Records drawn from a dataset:
»»

PR #441, opened 2025-07-28
wip: add commit message when doing merge commit via PR

zachaller:


api/v1alpha1/pullrequest_types.go
```diff
@@ -44,6 +44,8 @@ type PullRequestSpec struct {
 	SourceBranch string `json:"sourceBranch"`
 	// Description is the description body of the pull/merge request
 	Description string `json:"description,omitempty"`
+	// MergeCommitMessage is the commit message to use when merging the pull request.
+	MergeCommitMessage string `json:"mergeCommitMessage,omitempty"`
```
crenshaw-dev: How about

```yaml
spec:
  commit:
    message:
```

Leaves room for fields like `type: Squash`.

internal/controller/changetransferpolicy_controller.go
```diff
@@ -21,8 +21,11 @@ import (
 	"errors"
 	"fmt"
 	"reflect"
+	"strings"
 	"time"
 
+	"golang.org/x/exp/slices"
```
crenshaw-dev: You can just use the `slices` package, it's built-in now.

internal/controller/changetransferpolicy_controller.go
```diff
@@ -155,6 +163,206 @@ func (r *ChangeTransferPolicyReconciler) Reconcile(ctx context.Context, req ctrl
...
+	logger := log.FromContext(ctx)
+
+	history := make([]promoterv1alpha1.History, 0)
+	shaListActive, err := gitOperations.GetRevListFirstParent(ctx, "origin/"+ctp.Spec.ActiveBranch, "5")
+	if err != nil {
+		return fmt.Errorf("failed to get rev-list commit history for branch %q: %w", ctp.Spec.ActiveBranch, err)
+	}
+	logger.V(4).Info("Rev-list history for active branch", "shaList", shaListActive)
+
+	for _, sha := range shaListActive {
```
crenshaw-dev, line 178: There are a lot of failures here that fall back to logging instead of failing the reconcile. Is it actually necessary to be so accommodating? Can we start by aggressively failing and then carving out exceptions for specific cases?

internal/controller/changetransferpolicy_controller.go
```diff
@@ -155,6 +163,206 @@ func (r *ChangeTransferPolicyReconciler) Reconcile(ctx context.Context, req ctrl
 	}, nil
 }
 
+func (r *ChangeTransferPolicyReconciler) calculateHistory(ctx context.Context, ctp *promoterv1alpha1.ChangeTransferPolicy, gitOperations *git.EnvironmentOperations) error {
+	logger := log.FromContext(ctx)
+
+	history := make([]promoterv1alpha1.History, 0)
+	shaListActive, err := gitOperations.GetRevListFirstParent(ctx, "origin/"+ctp.Spec.ActiveBranch, "5")
```
crenshaw-dev: Is 5 the max history length? Should we go ahead and make this configurable?

internal/git/git.go
```diff
@@ -586,3 +575,82 @@ func (g *EnvironmentOperations) MergeWithOursStrategy(ctx context.Context, propo
 	logger.Info("Successfully merged branches with 'ours' strategy", "proposedBranch", proposedBranch, "activeBranch", activeBranch)
 	return nil
 }
+
+// GetRevListFirstParent retrieves the first parent commit SHAs for the given branch using git rev-list.
+func (g *EnvironmentOperations) GetRevListFirstParent(ctx context.Context, branch string, maxCount string) ([]string, error) {
```
crenshaw-dev: Should maxcount be an int?

internal/git/git.go
```diff
@@ -586,3 +575,82 @@ func (g *EnvironmentOperations) MergeWithOursStrategy(ctx context.Context, propo
...
+		logger.Error(err, "failed to run git interpret-trailers", "stderr", stderr)
+		return nil, fmt.Errorf("failed to run git interpret-trailers: %w", err)
+	}
+	stdout := stdoutBuf.String()
+
+	lines := strings.Split(strings.TrimSpace(stdout), "\n")
+	trailers := make(map[string]string, len(lines))
+	for _, line := range lines {
+		if strings.Contains(line, ":") {
+			parts := strings.SplitN(line, ":", 2)
```
crenshaw-dev: `strings.Cut` might make this code nicer

internal/controller/changetransferpolicy_controller.go
```diff
@@ -155,6 +163,206 @@ func (r *ChangeTransferPolicyReconciler) Reconcile(ctx context.Context, req ctrl
...
+		}
+
+		activeTrailers, err := gitOperations.GetTrailers(ctx, sha)
+		if err != nil {
+			// Best effort at getting the trailers if we cannot, we just don't generate history this sha
+			logger.Error(err, "failed to get trailers for active SHA", "sha", sha)
+			continue
+		}
+
+		if activeTrailers["No-Op"] == "true" {
```
crenshaw-dev: We should make the trailer keys constants.

internal/controller/changetransferpolicy_controller.go
```diff
@@ -155,6 +163,189 @@ func (r *ChangeTransferPolicyReconciler) Reconcile(ctx context.Context, req ctrl
...
+		input += "\n"
+	}
+
+	lines := strings.Split(input, "\n")
+	filtered := make([]string, 0, len(lines))
+
+	for _, line := range lines {
+		shouldKeep := true
+		for _, rm := range toRemove {
+			if strings.Contains(line, rm) {
```
```suggestion
			if strings.HasPrefix(line, rm+": ") {
```

internal/controller/changetransferpolicy_controller.go
```diff
@@ -506,23 +697,46 @@ func (r *ChangeTransferPolicyReconciler) creatOrUpdatePullRequest(ctx context.Co
...
 		return nil
 	}
 
+	commitTrailers := trailers{}
+	commitTrailers[constants.TrailerPullRequestID] = pr.Status.ID
+	commitTrailers[constants.TrailerPullRequestSourceBranch] = pr.Spec.SourceBranch
+	commitTrailers[constants.TrailerPullRequestTargetBranch] = pr.Spec.TargetBranch
+	commitTrailers[constants.TrailerPullRequestCreationTime] = pr.Status.PRCreationTime.Format(time.RFC3339)
+	commitTrailers[constants.TrailerPullRequestUrl] = pr.Status.Url
+	pr.Spec.PromoteCommitMessage = fmt.Sprintf("%s\n\n%s\n\n%s", pr.Spec.Title, pr.Spec.Description, commitTrailers)
```
crenshaw-dev: Shouldn't this be set further down, after constructing all the trailers?

internal/controller/changetransferpolicy_controller.go
```diff
@@ -155,6 +163,189 @@ func (r *ChangeTransferPolicyReconciler) Reconcile(ctx context.Context, req ctrl
...
+			logger.V(4).Info("No PullRequest-CreationTime found in trailers for active SHA", "sha", sha)
+		}
+
+		activeKeys, proposedKeys := getCommitStatusKeysFromTrailers(ctx, activeTrailers)
+
+		for _, key := range activeKeys {
+			h.Active.CommitStatuses = append(h.Active.CommitStatuses, promoterv1alpha1.ChangeRequestPolicyCommitStatusPhase{
+				Key:   key,
+				Phase: activeTrailers[fmt.Sprintf(constants.TrailerCommitStatusActivePrefix+"%s-Phase", key)],
+				Url:   activeTrailers[fmt.Sprintf(constants.TrailerCommitStatusActivePrefix+"%s-Url", key)],
```
crenshaw-dev: I'd just use string concatenation instead of Sprintf for these.

internal/controller/changetransferpolicy_controller.go
```diff
@@ -519,10 +711,32 @@ func (r *ChangeTransferPolicyReconciler) creatOrUpdatePullRequest(ctx context.Co
...
 		return nil
 	}
 
+	commitTrailers := trailers{}
+	commitTrailers[constants.TrailerPullRequestID] = pr.Status.ID
+	commitTrailers[constants.TrailerPullRequestSourceBranch] = pr.Spec.SourceBranch
+	commitTrailers[constants.TrailerPullRequestTargetBranch] = pr.Spec.TargetBranch
+	commitTrailers[constants.TrailerPullRequestCreationTime] = pr.Status.PRCreationTime.Format(time.RFC3339)
+	commitTrailers[constants.TrailerPullRequestUrl] = pr.Status.Url
+	pr.Spec.Commit.Message = fmt.Sprintf("%s\n\n%s\n\n%s", pr.Spec.Title, pr.Spec.Description, commitTrailers)
```
crenshaw-dev: Does this line do anything? Looks like setting the message happens in the retry function.

internal/types/constants/trailers.go
```diff
@@ -0,0 +1,28 @@
...
+	// TrailerCommitStatusProposedPrefix is the prefix for trailers indicating proposed commit statuses.
+	TrailerCommitStatusProposedPrefix = "CommitStatus-Proposed-"
+	// TrailerShaHydratedActive is the trailer key used to store the SHA of the active hydrated commit.
+	TrailerShaHydratedActive = "Sha-Hydrated-Active"
+	// TrailerShaHydratedProposed is the trailer key used to store the SHA of the proposed hydrated commit.
+	TrailerShaHydratedProposed = "Sha-Hydrated-Proposed"
+	// TrailerShaDryActive is the trailer key used to store the SHA of the active dry commit.
+	TrailerShaDryActive = "Sha-Dry-Active"
+	// TrailerShaDryProposed is the trailer key used to store the SHA of the proposed dry commit.
+	TrailerShaDryProposed = "Sha-Dry-Proposed"
```
crenshaw-dev: Maybe `Sha-Active-Hydrated` and `Sha-Proposed-Hydrated` so the alphabetic sorting groups the active and the proposed shas?

internal/types/constants/trailers.go
```diff
@@ -0,0 +1,28 @@
+package constants
+
+const (
```
crenshaw-dev, line 4: I'd suggest sorting this list of constants alphabetically, since that's how they'll show up in commit messages.

crenshaw-dev (changes requested):

internal/controller/changetransferpolicy_controller.go
zachaller: Yea I was waiting to make it configurable idk, the one risk is it's a lot of data, was going to leave it at 5 and see if people complained, but we can make it configurable in this PR if you think it's worth it

internal/controller/changetransferpolicy_controller.go
zachaller: I think any failure of history should not block reconcilation or even retry because of being able to smash merge on PR's etc etc

internal/types/constants/trailers.go
zachaller: I think I actually prefer keeping the groupings on Dry and Hydrated vs Active and Proposed

internal/controller/changetransferpolicy_controller.go
zachaller: This does not work because of these:

constants.TrailerCommitStatusActivePrefix,
constants.TrailerCommitStatusProposedPrefix,

crenshaw-dev: Just `HasPrefix` without the `: ` then?

internal/controller/changetransferpolicy_controller.go
crenshaw-dev: Gotcha... I think we should probably still fail on things that don't look like "they manually smashed merge." Will re-review with that in mind.

internal/controller/changetransferpolicy_controller.go
```diff
@@ -155,6 +162,227 @@ func (r *ChangeTransferPolicyReconciler) Reconcile(ctx context.Context, req ctrl
...
+
+	return historyEntry, true, nil
+}
+
+// populateActiveMetadata populates the active metadata for a history entry
+func (r *ChangeTransferPolicyReconciler) populateActiveMetadata(ctx context.Context, h *promoterv1alpha1.History, sha string, gitOperations *git.EnvironmentOperations) {
+	logger := log.FromContext(ctx)
+
+	if activeHydrated, err := gitOperations.GetShaMetadataFromGit(ctx, sha); err != nil {
+		logger.Error(err, "failed to get hydrated commit metadata for active SHA", "activeSha", sha)
```
crenshaw-dev: All this metadata should exist in git even if the PR was manually merged. So we should throw an error if we fail to get it.

internal/controller/changetransferpolicy_controller.go
```diff
@@ -155,6 +162,227 @@ func (r *ChangeTransferPolicyReconciler) Reconcile(ctx context.Context, req ctrl
...
+	} else {
+		h.Active.Hydrated = activeHydrated
+		h.Active.Hydrated.Body = removeKnownTrailers(h.Active.Hydrated.Body)
+	}
+
+	if activeDry, err := gitOperations.GetShaMetadataFromFile(ctx, sha); err != nil {
+		logger.Error(err, "failed to get dry commit metadata for active SHA", "activeSha", sha)
```
crenshaw-dev: This file should exist even after a manual merge, so we should throw the error if we fail to get it.

internal/controller/changetransferpolicy_controller.go
```diff
@@ -155,6 +162,227 @@ func (r *ChangeTransferPolicyReconciler) Reconcile(ctx context.Context, req ctrl
...
+	}
+}
+
+// populateProposedMetadata populates the proposed metadata for a history entry
+func (r *ChangeTransferPolicyReconciler) populateProposedMetadata(ctx context.Context, h *promoterv1alpha1.History, activeTrailers map[string]string, gitOperations *git.EnvironmentOperations) {
+	logger := log.FromContext(ctx)
+
+	proposedHydratedSha := activeTrailers[constants.TrailerShaHydratedProposed]
+	if proposedHydratedSha == "" {
+		logger.V(4).Info("No Sha-Hydrated-Proposed trailer found")
```
crenshaw-dev: Should use the constant in the log line.

internal/controller/changetransferpolicy_controller.go
```diff
@@ -155,6 +162,227 @@ func (r *ChangeTransferPolicyReconciler) Reconcile(ctx context.Context, req ctrl
...
+		return
+	}
+
+	if meta, err := gitOperations.GetShaMetadataFromGit(ctx, proposedHydratedSha); err != nil {
+		logger.Error(err, "failed to get hydrated commit metadata for proposed SHA", "proposedSha", proposedHydratedSha)
```
crenshaw-dev: This should exist even after a manual merge (especially since it's pulling from the proposed side). We should throw the error if this fails.

internal/controller/changetransferpolicy_controller.go
```diff
@@ -155,6 +162,227 @@ func (r *ChangeTransferPolicyReconciler) Reconcile(ctx context.Context, req ctrl
...
+	} else {
+		h.Proposed.Hydrated = meta
+	}
+}
+
+// populatePullRequestMetadata populates the pull request metadata for a history entry
+func (r *ChangeTransferPolicyReconciler) populatePullRequestMetadata(ctx context.Context, h *promoterv1alpha1.History, activeTrailers map[string]string) {
```
crenshaw-dev, line 254: Should use constants for all the trailer names when logging in this function.

internal/controller/changetransferpolicy_controller.go
```diff
@@ -155,6 +162,227 @@ func (r *ChangeTransferPolicyReconciler) Reconcile(ctx context.Context, req ctrl
...
+
+	if pullRequestUrl := activeTrailers[constants.TrailerPullRequestUrl]; pullRequestUrl != "" {
+		h.PullRequest.Url = pullRequestUrl
+	} else {
+		logger.V(4).Info("No PullRequest-Url found in trailers")
+	}
+
+	if timeStr := activeTrailers[constants.TrailerPullRequestCreationTime]; timeStr != "" {
+		if creationTime, err := time.Parse(time.RFC3339, timeStr); err != nil {
+			logger.Error(err, "failed to parse PullRequest-CreationTime", "time", timeStr)
```
crenshaw-dev: I kinda lean towards just throwing this to make it clear that someone's incorrectly formatting their dates.

internal/controller/changetransferpolicy_controller.go
```diff
@@ -155,6 +162,227 @@ func (r *ChangeTransferPolicyReconciler) Reconcile(ctx context.Context, req ctrl
...
+	logger := log.FromContext(ctx)
+
+	if pullRequestID := activeTrailers[constants.TrailerPullRequestID]; pullRequestID != "" {
+		h.PullRequest.ID = pullRequestID
+	} else {
+		logger.V(4).Info("No PullRequest-ID found in trailers")
+	}
+
+	if pullRequestUrl := activeTrailers[constants.TrailerPullRequestUrl]; pullRequestUrl != "" {
+		h.PullRequest.Url = pullRequestUrl
```
crenshaw-dev: We should probably consider this value trusted, but as an extra layer of protection maybe we should validate that the URL has either an http or https schema.

internal/controller/changetransferpolicy_controller.go
```diff
@@ -155,6 +162,227 @@ func (r *ChangeTransferPolicyReconciler) Reconcile(ctx context.Context, req ctrl
...
+// populateCommitStatuses populates the commit statuses for a history entry
+func (r *ChangeTransferPolicyReconciler) populateCommitStatuses(ctx context.Context, h *promoterv1alpha1.History, activeTrailers map[string]string) {
+	activeKeys, proposedKeys := getCommitStatusKeysFromTrailers(ctx, activeTrailers)
+
+	h.Active.CommitStatuses = make([]promoterv1alpha1.ChangeRequestPolicyCommitStatusPhase, 0, len(activeKeys))
+	for _, key := range activeKeys {
+		h.Active.CommitStatuses = append(h.Active.CommitStatuses, promoterv1alpha1.ChangeRequestPolicyCommitStatusPhase{
+			Key:   key,
+			Phase: activeTrailers[fmt.Sprintf(constants.TrailerCommitStatusActivePrefix+"%s-Phase", key)],
+			Url:   activeTrailers[fmt.Sprintf(constants.TrailerCommitStatusActivePrefix+"%s-Url", key)],
```
crenshaw-dev: Concat instead of sprintf?

internal/types/constants/trailers.go
```diff
@@ -0,0 +1,29 @@
+package constants
+
+// Keep sorted alphabetically
+const (
+	// TrailerCommitStatusActivePrefix is the prefix for trailers indicating active commit statuses.
+	TrailerCommitStatusActivePrefix = "CommitStatus-Active-"
```
crenshaw-dev: Looks like GitHub's convention is to only capitalize the first letter, e.g. `Co-authored-by`. Should we follow that? Might also mean abandoning camelcase, e.g. `Pullrequest-sourcebranch`.

internal/controller/changetransferpolicy_controller.go
crenshaw-dev: Hard-coding at 5 is probably fine. We should just document it.

internal/types/constants/trailers.go
```diff
@@ -0,0 +1,29 @@
...
+	// TrailerPullRequestSourceBranch is the trailer key used to store the source branch of the pull request.
+	TrailerPullRequestSourceBranch = "PullRequest-SourceBranch"
+	// TrailerPullRequestTargetBranch is the trailer key used to store the target branch of the pull request.
+	TrailerPullRequestTargetBranch = "PullRequest-TargetBranch"
+	// TrailerPullRequestCreationTime is the trailer key used to store the creation time of the pull request.
+	TrailerPullRequestCreationTime = "PullRequest-CreationTime"
+	// TrailerPullRequestUrl is the trailer key used to store the URL of the pull request.
+	TrailerPullRequestUrl = "PullRequest-Url"
+	// TrailerNoOp is the trailer key use to store the No-Op marker.
+	TrailerNoOp = "No-Op"
```
crenshaw-dev: Is this meant to be set when we do a fast-forward merge? I don't see it being set anywhere yet, only read.

zachaller: will fix it, its hard coded still in a string I missed when converting

internal/types/constants/trailers.go
zachaller: I went back and forth I kind of like the way we have it now but idk, I think Keys will probably be lower case in genreal which makes it easier to find them but we could also switch the seperator maybe?

zachaller: We should probably follow git

internal/controller/changetransferpolicy_controller.go
zachaller: if we validate would we just not populate if it's not http/https since we can't return an error we could log and not populate?

crenshaw-dev: Yeah, I think log it and leave it empty

internal/controller/changetransferpolicy_controller.go
```diff
@@ -155,6 +162,227 @@ func (r *ChangeTransferPolicyReconciler) Reconcile(ctx context.Context, req ctrl
...
+			key = strings.TrimPrefix(key, prefix)
+			if key == "" {
+				logger.Info("Skipping empty trailer key", "trailer", trailer)
+				continue
+			}
+			parts := strings.Split(key, "-")
+			if len(parts) < 2 {
+				logger.Info("Skipping trailer with unexpected format", "trailer", trailer)
+				continue
+			}
```
crenshaw-dev: Maybe just strings.Cut?

internal/controller/changetransferpolicy_controller.go
```diff
@@ -155,6 +162,227 @@ func (r *ChangeTransferPolicyReconciler) Reconcile(ctx context.Context, req ctrl
...
+			csKey := strings.Join(parts[:len(parts)-1], "-")
+			// Append if it does not exist in keys
+			if slices.Index(keys, csKey) == -1 {
```
crenshaw-dev: Can probably switch to slices.Contains

internal/controller/changetransferpolicy_controller.go
```diff
@@ -155,6 +162,227 @@ func (r *ChangeTransferPolicyReconciler) Reconcile(ctx context.Context, req ctrl
...
+		constants.TrailerShaHydratedActive,
+		constants.TrailerShaHydratedProposed,
+		constants.TrailerShaDryActive,
+		constants.TrailerShaDryProposed,
+		constants.TrailerNoOp,
+	}
+
+	if !strings.HasSuffix(input, "\n") {
+		input += "\n"
+	}
```
crenshaw-dev: Why ensure the trailing newline?

internal/controller/changetransferpolicy_controller.go
```diff
@@ -155,6 +162,227 @@ func (r *ChangeTransferPolicyReconciler) Reconcile(ctx context.Context, req ctrl
...
+
+	input = strings.Join(filtered, "\n")
+	input = strings.TrimSpace(input)
+	input += "\n"
+
+	if input == "\n" {
+		// If the input is empty after removing known trailers, we return an empty string.
+		return ""
+	}
```
crenshaw-dev: How about moving this immediately after the filter loop and just check the length of the filtered slice?

internal/controller/changetransferpolicy_controller.go
crenshaw-dev: Ah nvm, I see you're dropping the `-url` or `-phase` suffix. Maybe just add a comment to explain that.

internal/controller/changetransferpolicy_controller.go
```diff
@@ -155,6 +162,227 @@ func (r *ChangeTransferPolicyReconciler) Reconcile(ctx context.Context, req ctrl
...
+}
+
+// getCommitStatusKeysFromTrailers extracts the commit status keys from the trailers in the given context.
+func getCommitStatusKeysFromTrailers(ctx context.Context, trailers map[string]string) (activeKeys []string, proposedKeys []string) {
+	logger := log.FromContext(ctx)
+
+	extractKeys := func(prefix string) []string {
+		keys := []string{}
+		for key, trailer := range trailers {
```
crenshaw-dev: Small thing, but I'd just loop over keys, we don't actually do anything with the trailers expect log them. And we should be logging the keys instead.

internal/controller/changetransferpolicy_controller.go
zachaller: Don't think I can the logic is different, I am. just trying to get the key from the trailer key which means since I only have one -url or -phase I strip the last split on - off and then join back to a string could maybe do two specific cuts with know prefixes such as -url or -phase I think whats current is cleaner.

crenshaw-dev: Agreed, think it just needs a comment to explain what it's doing.

internal/controller/changetransferpolicy_controller.go
zachaller: To not mess up other trailers

zachaller: wait that is wrong just keeps a newline at the end of the commit message can probably remove it, although I don't hate newlines at the end of commit messages not sure if git has a recomendation

api/v1alpha1/changetransferpolicy_types.go
```diff
@@ -125,10 +125,12 @@ type ChangeTransferPolicyStatus struct {
 	Proposed CommitBranchState `json:"proposed,omitempty"`
 	// Active is the state of the active branch.
 	Active CommitBranchState `json:"active,omitempty"`
-
 	// PullRequest is the state of the pull request that was created for this ChangeTransferPolicy.
 	PullRequest *PullRequestCommonStatus `json:"pullRequest,omitempty"`
 
+	// History defines the history of promoted changes done by the ChangeTransferPolicy.
+	History []History `json:"history,omitempty"`
```
crenshaw-dev:
```suggestion
	// History defines the history of promoted changes done by the ChangeTransferPolicy. You can think of
	// it as a list of PRs merged by GitOps Promoter. It will not include changes that were manually merged.
	// The history length is hard-coded to be at most 5 entries. This may change in the future.
	// History is constructed on a best-effort basis and should be used for informational purposes only.
	// History is in reverse chronological order (newest is first).
	History []History `json:"history,omitempty"`
```

api/v1alpha1/changetransferpolicy_types.go
```diff
@@ -137,6 +139,25 @@ type ChangeTransferPolicyStatus struct {
 	Conditions []metav1.Condition `json:"conditions,omitempty" patchStrategy:"merge" patchMergeKey:"type"`
 }
 
+// History defines the history of promoted changes done by the ChangeTransferPolicy.
+type History struct {
```
crenshaw-dev:
```suggestion
// History describes a particular change that was promoted by the ChangeTransferPolicy.
type History struct {
```

api/v1alpha1/changetransferpolicy_types.go
```diff
@@ -137,6 +139,25 @@ type ChangeTransferPolicyStatus struct {
...
+	// Proposed is the state of the proposed branch.
+	Proposed CommitBranchStateHistoryProposed `json:"proposed,omitempty"`
```
crenshaw-dev:
```suggestion
	// Proposed is the state of the proposed branch at the time the PR was merged.
	Proposed CommitBranchStateHistoryProposed `json:"proposed,omitempty"`
```

api/v1alpha1/changetransferpolicy_types.go
```diff
@@ -137,6 +139,25 @@ type ChangeTransferPolicyStatus struct {
...
+	// Active is the state of the active branch.
+	Active CommitBranchState `json:"active,omitempty"`
```
crenshaw-dev:
```suggestion
	// Active is the state of the active branch at the time the PR was merged.
	Active CommitBranchState `json:"active,omitempty"`
```

Is this accurate?

api/v1alpha1/changetransferpolicy_types.go
```diff
@@ -137,6 +139,25 @@ type ChangeTransferPolicyStatus struct {
...
+	PullRequest *PullRequestCommonStatus `json:"pullRequest,omitempty"`
+}
+
+// CommitBranchStateHistoryProposed is identical to CommitBranchState minus the Dry state. In the context of History, the Dry state is not relevant as
+// the proposed dry side at merge becomes the Active.
+type CommitBranchStateHistoryProposed struct {
+	// Hydrated is the hydrated state of the branch, which is the commit that is currently being worked on.
+	Hydrated CommitShaState `json:"hydrated,omitempty"`
+	// CommitStatuses is a list of commit statuses that are being monitored for this branch.
+	CommitStatuses []ChangeRequestPolicyCommitStatusPhase `json:"commitStatuses,omitempty"`
```
crenshaw-dev:
```suggestion
	// CommitStatuses is a list of commit statuses that were being monitored for this branch.
	// This contains the state frozen at the moment the PR was merged.
	CommitStatuses []ChangeRequestPolicyCommitStatusPhase `json:"commitStatuses,omitempty"`
```

api/v1alpha1/promotionstrategy_types.go
```diff
@@ -143,6 +143,9 @@ type EnvironmentStatus struct {
 	// LastHealthyDryShas is a list of dry commits that were observed to be healthy in the environment.
 	// +kubebuilder:validation:Optional
 	LastHealthyDryShas []HealthyDryShas `json:"lastHealthyDryShas"`
+
+	// History defines the history of promoted changes done by the PromotionStrategy for each environment.
+	History []History `json:"history,omitempty"`
```
crenshaw-dev:
```suggestion
	// History defines the history of promoted changes done by the PromotionStrategy for each environment.
	// You can think of it as a list of PRs merged by GitOps Promoter. It will not include changes that were 
	// manually merged. The history length is hard-coded to be at most 5 entries. This may change in the future.
	// History is constructed on a best-effort basis and should be used for informational purposes only.
	// History is in reverse chronological order (newest is first).
	History []History `json:"history,omitempty"`
```

api/v1alpha1/pullrequest_types.go
```diff
@@ -44,13 +44,20 @@ type PullRequestSpec struct {
...
 	// State of the merge request closed/merged/open
 	// +kubebuilder:default:=open
 	// +kubebuilder:validation:Required
 	// +kubebuilder:validation:Enum=closed;merged;open
 	State PullRequestState `json:"state"`
 }
 
+// CommitConfiguration defines the commit configuration for how we will merge/squash/etc the pull request.
+type CommitConfiguration struct {
+	Message string `json:"message"`
```
crenshaw-dev, line 59:
```suggestion
	// Message is the commit message that will be written for the commit that's made when merging the PR.
	Message string `json:"message"`
```

internal/controller/changetransferpolicy_controller.go
```diff
@@ -155,6 +162,226 @@ func (r *ChangeTransferPolicyReconciler) Reconcile(ctx context.Context, req ctrl
...
+// calculateHistory this function calculates the history by getting the first parents on the active branch and using the trailers to reconstruct the history.
+// calculateHistory calculates the history by getting the first parents on the active branch and using the trailers to reconstruct the history.
+// This function is best effort and will log errors but continue processing if it encounters issues with individual commits. This is because history is stored in git
+// in order to get out of a bad state requires re-writing git history or pushing a bunch of no-op commits greater than the max history limit.
+func (r *ChangeTransferPolicyReconciler) calculateHistory(ctx context.Context, ctp *promoterv1alpha1.ChangeTransferPolicy, gitOperations *git.EnvironmentOperations) error {
+	logger := log.FromContext(ctx)
+
+	shaListActive, err := gitOperations.GetRevListFirstParent(ctx, "origin/"+ctp.Spec.ActiveBranch, 5)
+	if err != nil {
+		return fmt.Errorf("failed to get rev-list commit history for branch %q: %w", ctp.Spec.ActiveBranch, err)
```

««

» **Brief**
Copy every line from the records that holds the string "indicating".

» **Result of this task**
+	// TrailerCommitStatusProposedPrefix is the prefix for trailers indicating proposed commit statuses.
+	// TrailerCommitStatusActivePrefix is the prefix for trailers indicating active commit statuses.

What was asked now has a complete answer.